PR #165, opened 2025-12-21
ci: CI improvements

geeknoid:
- Save a bunch of lines of mind-numbing GitHub actions YAML.

- Update to latest tool and action versions.

- Stop using the cargo dependency cache, it's redundant with the other caches we have.

- Enable Sccache on two jobs that should've been using it, which should speed those up.

- Switch to using cargo nextest for running our tests which delivers a considerable perf improvement.

- Run cargo-careful as additional prevention against introducing undefined behaviors.

- Stop using cargo-audit since it is completely redundant with cargo-deny which we already run and does more.


.github/workflows/main.yml
```diff
@@ -218,162 +128,99 @@ jobs:
 
       - name: Post Semver Failure Comment
         if: steps.semver.outcome == 'failure'
-        uses: marocchino/sticky-pull-request-comment@v2
+        uses: marocchino/sticky-pull-request-comment@v2.9.4
```
psandana, line 131: why full version?

geeknoid: In general, we pin everything to specific versions so that the build is completely stable over time. If you don't specify complete versions, you get random upgrades at any time which can break your build. Now, we only upgrade when we want to. And it turns out Claude is perfectly capable to upgrade all the tool and action versions automatically, and it gives a nice report of what's being changed and why.

psandana: I understand the point on deterministic builds. I'm a bit worried if we should have upgraded an action, for instance, due security issues. How can we check for upgrades and apply them?

Also, they should be following SemVer, hence they should not introduce breaking changes.

geeknoid: "should" follow and "do follow" don't always line up.

The core requirement for a hermetic reproducible builds is to have fully pinned down inputs. Consistent tools, consistent source, consistent environment.

dependabot scans our tree and will report semver issues for us for actions. Beyond that, I think the right pattern for us is that whenever a new Rust toolchain is released, we update to that latest version and sync all tools and actions at the same time.

psandana: (Forgot we are on GH, where we have dependabot to look after action versions :D)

##############################

▶ **WHAT THE TASK REQUIRES**
A faithful copy of the whole listing is needed.

▶ **REPLY**
PR #165, opened 2025-12-21
ci: CI improvements

geeknoid:
- Save a bunch of lines of mind-numbing GitHub actions YAML.

- Update to latest tool and action versions.

- Stop using the cargo dependency cache, it's redundant with the other caches we have.

- Enable Sccache on two jobs that should've been using it, which should speed those up.

- Switch to using cargo nextest for running our tests which delivers a considerable perf improvement.

- Run cargo-careful as additional prevention against introducing undefined behaviors.

- Stop using cargo-audit since it is completely redundant with cargo-deny which we already run and does more.


.github/workflows/main.yml
```diff
@@ -218,162 +128,99 @@ jobs:
 
       - name: Post Semver Failure Comment
         if: steps.semver.outcome == 'failure'
-        uses: marocchino/sticky-pull-request-comment@v2
+        uses: marocchino/sticky-pull-request-comment@v2.9.4
```
psandana, line 131: why full version?

geeknoid: In general, we pin everything to specific versions so that the build is completely stable over time. If you don't specify complete versions, you get random upgrades at any time which can break your build. Now, we only upgrade when we want to. And it turns out Claude is perfectly capable to upgrade all the tool and action versions automatically, and it gives a nice report of what's being changed and why.

psandana: I understand the point on deterministic builds. I'm a bit worried if we should have upgraded an action, for instance, due security issues. How can we check for upgrades and apply them?

Also, they should be following SemVer, hence they should not introduce breaking changes.

geeknoid: "should" follow and "do follow" don't always line up.

The core requirement for a hermetic reproducible builds is to have fully pinned down inputs. Consistent tools, consistent source, consistent environment.

dependabot scans our tree and will report semver issues for us for actions. Beyond that, I think the right pattern for us is that whenever a new Rust toolchain is released, we update to that latest version and sync all tools and actions at the same time.

psandana: (Forgot we are on GH, where we have dependabot to look after action versions :D)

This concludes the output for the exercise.